I agree with SRFast. I have the VR-I on a D90 (OK DX not FX). Amazing results in sun or stadium lights. I am constantly debating whether I should get the D3 (used) for the higher continuous rate, but I lose the 1.5 crop for HS sports pics.

Pitcher shot behind backstop screen, ISO 3200, 200mm, f2.8, hand held in 4.5 shots/sec mode. The tennis player is one of two exchange students I am hosting this year.

If you are shooting sports, the Sigma is not as fast to focus as the AF-S Nikkor. In sports most of the time you will be shooting at 200mm anyway, you should consider 300mm f/2.8 if you got $6K to burn, or consider the the f/4 if you are an amateur with limited funds, around $1.3K.


----------



## mason (Jun 8, 2006)

Alright, I see a couple of comments on Amazon that the new nikkor lense doesn't give you the true focal length.......something like 200mm gives you somewhere 186mm to 190mm. Do you guys experience the same problem? 

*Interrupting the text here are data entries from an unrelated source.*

PR #7037, opened 2026-07-14
[trainer, ckpt] feat: support streaming dataloader and async trainer checkpoint recovery

Begunner:
### What does this PR do?

This PR 
1. supports adding arbitrary number of prompts from dataloader to generation without the `train_batch_size` limitation. 
2. improves v1 async trainers by modifying`drop` strategy: dropping stale prompt groups and refilling new prompts.
3. allows restarting pending/running prompts after resume while preserving finished samples using TransferQueue checkpointing.

### Test

E2E save/load checkpoint and drop strategy tests.
CPU unit tests.

### API and Usage Example

Set `data.gen_batch_size=1` to use streaming dataloader (auto set in async trainers using drop strategy)
Install TransferQueue>=0.1.9 to use `tq.save_checkpoint` in async trainers.


verl/trainer/ppo/v1/trainer_base.py
```diff
@@ -102,6 +103,11 @@ def apply_greedy_sampling_params(params: dict[str, Any]) -> None:
 logger.setLevel(os.getenv("VERL_LOGGING_LEVEL", "INFO"))
 
 
+def _tq_supports_checkpoint() -> bool:
```
wuxibin89, line 107: Better check TransferQueue version.

verl/trainer/ppo/v1/trainer_base.py
```diff
@@ -1158,15 +1240,53 @@ def _next_train_batch(self):
...
+                # TODO: maybe let workers do it?
+                fields=batch.select(*[key for key in batch.keys() if not isinstance(batch.get(key), NonTensorData)]),
+            )
+        else:
+            tq.kv_batch_put(keys=list(batch["uid"]), partition_id="train", tags=tags)
+
         self.agent_loop_manager.generate_sequences(batch)
+        return len(batch)
+
+    def _add_prompts_to_generate(self, num_prompts: int) -> int:
```
wuxibin89, line 1280: Why we need a separate `_add_prompts_to_generate` instead of `_add_batch_to_generate`?

verl/trainer/ppo/v1/trainer_base.py
```diff
@@ -716,6 +744,63 @@ def _load_checkpoint(self):
         else:
             logger.warning(f"Warning: No dataloader state found at {dataloader_local_path}, will start from scratch")
 
+        # 5. restore TransferQueue state (async modes). Re-issuing the restored in-flight prompts is
+        # deferred to fit() to use the agent_loop_manager.
+        if self.trainer_mode != "sync":
```
wuxibin89: It's safe to save/load checkpoint in sync mode.

verl/trainer/ppo/v1/trainer_base.py
```diff
@@ -716,6 +744,63 @@ def _load_checkpoint(self):
         else:
             logger.warning(f"Warning: No dataloader state found at {dataloader_local_path}, will start from scratch")
 
+        # 5. restore TransferQueue state (async modes). Re-issuing the restored in-flight prompts is
```
wuxibin89, line 756: Make L747-L802 2 pair functions:
- save_transfer_queue
- load_transfer_queue

verl/trainer/ppo/v1/trainer_base.py
Begunner: I add the function to avoid modifying `SkipManager` and make the function semantics clearer.

verl/trainer/ppo/v1/trainer_base.py
Begunner: In sync cases, maybe no inflight/finished sample needs to be saved. I think it is only for async trainers with warmup_batches.

verl/trainer/ppo/v1/trainer_base.py
Begunner: Get

verl/trainer/ppo/v1/trainer_base.py
Begunner: Get

wuxibin89 (approved):

savaresejeremy:
I built on this in an RFC I posted, #7579. The part I wanted to keep is the recovery here: finished samples come back from the TransferQueue checkpoint, and pending or running prompts get re-issued. The limit is that it can only start from the last checkpoint, so a crash late in a save interval means generating that whole interval again. My proposal keeps this logic and gives it a more recent starting point, with a metadata journal that writes every few seconds and saves the dataloader position alongside it.

PR #6409, opened 2026-05-20
[ckpt, model] fix: save LoRA train metadata for PPO actor checkpoint

Yatogaii:
### What does this PR do?

Fixes #6380.

This PR persists `lora_train_meta.json` for PPO actor checkpoints when LoRA is enabled, so that `model_merger` can correctly recover LoRA metadata when exporting PEFT adapters.

PR #5326 previously added `lora_train_meta.json` for LoRA adapter export, allowing `model_merger` to recover fields such as `lora_alpha` and `task_type` when writing PEFT `adapter_config.json`. However, that fix only covered SFT checkpoints.

PPO actor checkpoints use a different layout:

```text
global_step_x/actor
```

and PPO does not save actor checkpoints through `CheckpointHandler`. As a result, PPO LoRA checkpoints could still be merged into PEFT adapters with missing or incorrect metadata. In particular, `lora_alpha` could become `0`, making the exported adapter appear ineffective after loading.

This PR writes:

```text
global_step_x/actor/lora_train_meta.json
```

after PPO actor checkpoint saving completes when LoRA is enabled. This matches the existing PPO merge workflow, where `model_merger` receives the actor checkpoint directory via `--local_dir`.

The metadata extraction supports both PPO LoRA config shapes:

- FSDP: `actor_rollout_ref.model.lora_rank` / `actor_rollout_ref.model.lora_alpha`
- Megatron: `actor_rollout_ref.model.lora.rank` / `actor_rollout_ref.model.lora.alpha`

AI assistance was used while preparing this PR. The changed lines were reviewed by the human submitter.

### Checklist Before Starting

- [x] Search for similar PRs. Paste at least one query link here: https://github.com/verl-project/verl/pulls?q=is%3Apr+is%3Aopen+lora_train_meta+PPO+actor+checkpoint
  - Related prior fix: #5326
  - This PR does not duplicate #5326, because #5326 only saved LoRA metadata for SFT checkpoints and did not cover the PPO actor checkpoint layout.
  - #6381 appears to address the same issue.
- [x] Format the PR title as `[{modules}] {type}: {description}`. This will be checked by the CI.

### Test

Static checks:

```bash
python3 -m py_compile verl/trainer/ppo/ray_trainer.py verl/trainer/main_ppo_sync.py
git diff --check
```

Manual validation:

- Created a synthetic FSDP PPO actor checkpoint under `global_step_1/actor`.
- Added LoRA A/B tensors and `actor/lora_train_meta.json`.
- Ran `model_merger`.
[...]

PR #7068, opened 2026-07-16
[ckpt, model] fix: prevent key corruption during HuggingFace export

rongkunxue:
### What does this PR do?

Prevents HuggingFace checkpoint key corruption when verl saves an externally supplied full state dict.

For example, Transformers v5.2.0 defines `save_original_format=True` by default in `PreTrainedModel.save_pretrained` ([source](https://github.com/huggingface/transformers/blob/7d9754a05193eb79b1d86aa744b622b8068008cd/src/transformers/modeling_utils.py#L3125-L3136)). When enabled, Transformers applies `revert_weight_conversion` to the state dict before saving ([source](https://github.com/huggingface/transformers/blob/7d9754a05193eb79b1d86aa744b622b8068008cd/src/transformers/modeling_utils.py#L3309-L3312)).

verl already assembles the exported state dict using the current model key format. Applying this reverse conversion again can incorrectly rename keys for composite VLMs such as Qwen3.5, producing keys such as:

```text
model.language_model.language_model.language_model.*
model.language_model.visual.*
```

The checkpoint is written successfully, but downstream loaders may report missing or uninitialized weights.

This PR adds a small compatibility helper that passes `save_original_format=False` only when the installed Transformers version supports the argument. It is used by both the offline model merger and the FSDP HuggingFace checkpoint exporter. Older Transformers versions remain unchanged.

This is independent of #5326 and #6409, which preserve PEFT/LoRA training metadata during adapter export. It is also separate from #5599, which addresses Megatron Qwen3.5 LoRA and MTP weight synchronization rather than HuggingFace `save_pretrained` serialization.

### Checklist Before Starting

- [x] Search for similar PRs:
  - https://github.com/verl-project/verl/pulls?q=is%3Apr+is%3Aopen+save_original_format
  - https://github.com/verl-project/verl/pulls?q=is%3Apr+is%3Aopen+HuggingFace+state_dict+export
  - https://github.com/verl-project/verl/pulls?q=is%3Apr+is%3Aopen+Qwen3.5+checkpoint+key+corruption
- [x] Format the PR title as `[ckpt, model] fix: prevent key corruption during HuggingFace export`.

### API and Usage Example

No public API, CLI, or checkpoint format changes are introduced. Existing usage remains unchanged:

```bash
python -m verl.model_merger merge \
  --backend fsdp \
  --local_dir /path/to/global_step_x/actor \
  --target_dir /path/to/hf_export
```

### Design & Code Changes

- Add a version-compatible helper in `transformers_compat.py`.
- Inspect the `save_pretrained` signature and pass `save_original_format=False` only when supported.
- Use the helper in the offline model merger and FSDP HuggingFace exporter.
- Keep the existing state-dict assembly, LoRA metadata, and checkpoint logic unchanged.
- Use Python's standard-library `inspect` module, with no new dependency.

Validation: `PATH="$PWD/.venv/bin:$PATH" .venv/bin/pre-commit run --all-files --show-diff-on-failure --color=never` and `git diff --check` both passed.

AI assistance was used for implementation and PR preparation. The human submitter will review every changed line and remains responsible for the final change before requesting maintainer review.

### DIFF
--- a/verl/model_merger/base_model_merger.py
+++ b/verl/model_merger/base_model_merger.py
@@ -24,7 +24,7 @@ from accelerate import init_empty_weights
 from transformers import AutoConfig, AutoModelForCausalLM, AutoModelForTokenClassification, GenerationConfig
 
 from verl.utils import hf_processor, hf_tokenizer
-from verl.utils.transformers_compat import drop_tied_target_keys, get_auto_model_for_vision2seq
+from verl.utils.transformers_compat import drop_tied_target_keys, get_auto_model_for_vision2seq, get_hf_save_kwargs
 
 AutoModelForVision2Seq = get_auto_model_for_vision2seq()
 
@@ -403,7 +403,7 @@ class BaseModelMerger(ABC):
         drop_tied_target_keys(state_dict, model, self.model_config)
 
         print(f"Saving model to {self.config.target_dir}")
-        model.save_pretrained(self.config.target_dir, state_dict=state_dict)
+        model.save_pretrained(self.config.target_dir, **get_hf_save_kwargs(model, state_dict))
         del state_dict
         del model
 
--- a/verl/utils/checkpoint/fsdp_checkpoint_manager.py
+++ b/verl/utils/checkpoint/fsdp_checkpoint_manager.py
@@ -32,7 +32,7 @@ from verl.utils.device import is_cuda_available
 from verl.utils.fs import copy_to_local, is_non_local, local_mkdir_safe
 from verl.utils.fsdp_utils import fsdp_version, get_fsdp_full_state_dict, get_fsdp_state_ctx
 from verl.utils.logger import log_with_rank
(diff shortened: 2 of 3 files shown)


rongkunxue:
> [!NOTE]
> This behavior was introduced in Hugging Face Transformers by [commit `d08b98b`](https://github.com/huggingface/transformers/commit/d08b98b965176ea9cf8c8e8b24995c955b7e2ec9) and shipped with **v5.0.0**. It remains present in subsequent 5.x releases, including [v5.3.0](https://github.com/huggingface/transformers/blob/aad13b87ed59f2afcfaebc985f403301887a35fc/src/transformers/modeling_utils.py#L3185-L3194), which is pinned in verl’s [stable TRT-LLM Docker image](https://github.com/verl-project/verl/blob/45ab5b820e750b4261d199399a0cbddf38bd0fc3/docker/Dockerfile.stable.trtllm#L37) and other newer Docker images.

The guy zoomed all the way to 200mm and compare to 70-300mm lense, setting zoom at 200mm.


----------



## Dave 330i (Jan 4, 2002)

I checked some of my flickr EXIF data, the 70-200mm does show 200mm. I love my 300mm f/4 when light is available.


----------



## speedy_sam (Mar 16, 2010)

I had bought the Sigma 70-200 f2.8 (non stabilized) in 2007, used it for a few months and traded it out for the Nikon 70-200 VR. So my review is with reference to 3 year old models and not the latest.

Nikon over Sigma
+ Nikon has faster focus speeds
+ There were more keeper shots thanks to the VR feature compared to the non-OS Sigma
+ Bokeh was much better
+ Built like a tank
- Heavier than the Sigma

Overall I was much happier with the Nikon

I am not in the least interested in upgrading to the VRII - the price is outrageous.


----------



## SRFast (Sep 3, 2003)

I have no intention of replacing my 70-200 VI with a VII. The images I capture with the D3+70-200 VI combo are very sharp. If I ever get an image that is soft on the edges, I will simply crop the image. I can live with 98% of a great image.

Regards...JL


----------



## Cliff (Apr 19, 2002)

mason said:


> Alright, I see a couple of comments on Amazon that the new nikkor lense doesn't give you the true focal length.......something like 200mm gives you somewhere 186mm to 190mm. Do you guys experience the same problem?
> 
> The guy zoomed all the way to 200mm and compare to 70-300mm lense, setting zoom at 200mm.


It is not a problem, it is a byproduct of the design. This behavior is well known and has been thoroughly discussed in professional reviews and on photography forum sites. I would suggest you read some professional reviews such as this one to gain a better understanding of this lens: http://www.bythom.com/nikkor-70-200-VR-II-lens.htm


----------



## Chris90 (Apr 7, 2003)

mason said:


> Alright, I see a couple of comments on Amazon that the new nikkor lense doesn't give you the true focal length.......something like 200mm gives you somewhere 186mm to 190mm. Do you guys experience the same problem?
> 
> The guy zoomed all the way to 200mm and compare to 70-300mm lense, setting zoom at 200mm.


They probably mean at close ranges (5 feet?) it's not true 200mm - at longer ranges where you would use it (sports), it's probably a true 200mm.

mason, on FX you need the VRII, and I'd seriously consider a 70-300 VR, since FX gives you killer high iso anyway. Unless money grows on trees.


----------